Why are not dwg hatches imported / converted to faces with a defined material in Sketchup? Is the profoundly difficult for the translator?.. is it just no one in Development thought it useful? Is it because no users requested it…? Is it a licensing or legal issue?
Frankly, it would be very efficient for me in landscaping and urban planning work as hatching is the primary means in autocad for defining paving finishes, material, landuses etc…saving me from the need to manually recreate all these surfaces again
Drawing1.zip (59.4 KB)
If you create a region using the boundary command (setting the object option to region), SketchUP will fill the boundary in with a face.
Granted, it’s not a total solution, but it is a workaround.
Thanks for the tip, can you convert a hatch to a region with a single command in autocad? I don’t create the autocad files… they are just received from other consultants, and they never use regions, only hatches…
Not directly, but you can cobble something together by…
a. Create a new layer to use for the new faces
b. Use the “HATCHGENERATEBOUNDARY” command to create polyline boundaries of your hatches.
c. Isolate the new layer with “LAYISO” and select the new polyines when in the REGION command.
Hope it helps.
edit - Use the “UNION” command to combine intersecting region outlines into a single larger area.
thanks but no… the vector hatch pattern in autocad is of no interest… it is just when a hatch is imported into (if it was possible) SU it converts the hatch to a face (or faces) and assigns the material a unique name (preferably the hatch name name from the source file)…
for example,
I receive 2d dwg master plans of entire suburbs (4km x 2km) with all the landuses hatched.

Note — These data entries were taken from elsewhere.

PR #8534, opened 2023-05-04
tests - kms - patch executor to avoid flaky test

ajkerrigan:
Didn't see this until _after_ I merged #8505 :facepalm: , but multithreading during the SQS augment was causing some test flakiness.


PratMis (approved):
lgtm, thanks

PR #8535, opened 2023-05-04
azure new resource servicebus-namespace

hiteshmck:


hiteshmck:
Will resolve a conflict and create PR again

It would be a huge time saver if when imported into SU the hatches were converted to faces with the material identified… then all i need to do is edit the material (colour and name etc) to suit my needs , rather than have to tediously make faces, and then paint the faces the colour i need… imagine an entire neighborhood where every road, footpath, grass verge, water body, paved area, etc needs to be assigned a material… of course this also benefits downstream rendering of the model…

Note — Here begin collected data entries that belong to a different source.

Issue #8212, opened 2023-01-26
Add support for custom headers in the value_from filter


SaMnCo:
### Describe the feature

The design of the value_from filter lets it load from any open HTTP, HTTPS or S3 URL, provided there is no headers required. 

The goal of the feature request is to allow the use of APIs that are protected by an API Key or require specific headers. 

The value_from filter could look like: 

```
value_from:
    url: https://my.api.com
    headers:
        Authorization: Token
        otherheader: foobar
     format: json
     expr: jmespath_thingy
```

which would result in the headers passed via Request after being combined with the default gzip headers required by C7n, thus allowing to query protected endpoints.

thisisshi:
maybe we can do a env lookup instead? e.g.

```yaml
value_from:
    url: https://my.api.com
    headers:
        Authorization: env:MY_TOKEN
        otherheader: foobar
     format: json
     expr: jmespath_thingy
```

PR #8539, opened 2023-05-06
feat: get header's value from AWS SecretManager secret

paladin-dranser:
Add possibility to retrieve value for a header in `value_from` parameter of filter from AWS SecretManager secrets (it can be extended later on demand).

This functionality is needed if you want to get values from API where authentication is required. As a result, you can store API token encrypted in AWS SecretManager secret rather than hardcode plain-text value in policy configuration file.

Before PR:

```yaml
policies:
  - name:     ec2-test
    resource: ec2
    filters:
      - type: value
        key:  "InstanceId"
        op:   not-in
        value_from:
          url:     <url>
          format:  json
          headers:
            non_secret_header: <value_1> # plain-text value
            secret_header: <value_2> # plain-text value
```

After PR:
```yaml
policies:
  - name:     ec2-test
    resource: ec2
    filters:
      - type: value
        key:  "InstanceId"
        op:   not-in
        value_from:
          url:     <url>
          format:  json
          headers:
             non_secret_header: <value_1> # plain-text value like it was done before
             secret_header:
               value_from: 'arn:aws:secretsmanager:us-east-1:123456789012:secret:name-asdfgh' # get value from this SecretManager secret
```

This PR is based on requirements of #8420 and issue #8212 but it provides more common approach (not only for 1 specific header)

### DIFF
--- a/c7n/resolver.py
+++ b/c7n/resolver.py
@@ -94,6 +94,14 @@ class ValuesFrom:
             authorization: my-token
 
       value_from:
+         url: http://foobar.com/mydata
+         format: json
+         expr: Region."us-east-1"[].ImageId
+         headers:
+            authorization:
+              value_from: 'arn:aws:secretsmanager:us-east-1:123456789012:secret:my-secret'
+
+      value_from:
          url: s3://bucket/abc/foo.csv
          format: csv2dict
          expr: key[1]
@@ -117,8 +125,23 @@ class ValuesFrom:
             'headers': {
                 'type': 'object',
                 'patternProperties': {
-                    '': {'type': 'string'},
-                },
+                    '': {
+                        'oneOf': [
+                            {'type': 'string'},
+                            {
+                                'type': 'object',
+                                'required': ['value_from'],
+                                'additionalProperties': 'False',
+                                'properties': {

Thanks, I use Draftsight and will see if that workflow can work… my initial question was rather rhetorical, wondering why in hell SU’s dwg translator could not handle hatch imports as hatching is such a fundamental means of defining areas… I was hoping some of the SU experts might enlighten me as to why such is the case!
If you have access to AutoCad or know someone who does, in AutoCad, you can select the Hatch and use the Explode command. Then export it. Hope this helps.